As Lillian wandered about the empty rooms of the house carefully making mental notes about furniture placement and room arrangement, Colonel Meecham herded his children to the front porch for a morale check. Mary Anne and Karen sat on the fourth step leading up to the front door; directly behind them sat Ben and Matthew. With his hands placed behind his back, Bull paced in front of them, clearing his throat and gathering his thoughts for the traditional moving day speech. The sun was fully up now and the heat of the August day was beginning to a.s.sert itself with a blood-thickening power. Bull unzipped his flight jacket but did not take it off. In his right hand he carried a swagger stick which occasionally he slapped against his left palm, punctuation marks for the thoughts that crowded and strutted invisibly within him. Finally, he began to speak.
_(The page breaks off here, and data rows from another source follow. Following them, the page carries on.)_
PR #1286, opened 2022-06-28
Show database version in footer

### LINKED ISSUE #1156: FEAT: show database version in the footer
It's useful to get some additional information about the connected database.

Show additional information like the database version at the footer bar
Example:
image

MySQL but if possible it should work for all supported databases.

niklas-stegmann:
I added a way to display the database version.
There is not much space in the footer, so I added a tooltip for the connection type where the version is displayed.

"At ease, hogs," he began. "I want you to listen and listen good. We have bivouacked all night and arrived at our destination, one Ravenel, South Carolina, at approximately 0800 hours, twenty minutes before your commanding officer had planned. Now I have listened to you hogs bellyache about moving to a new town ever since I arrived home from the Med cruise. This said bellyaching will end as of 0859 hours and will not affect the morale of this squadron henceforth. Do I make myself clear?"
His children nodded their agreement with expressionless eyes. The swagger stick slapped against Bull's hand in ten second intervals.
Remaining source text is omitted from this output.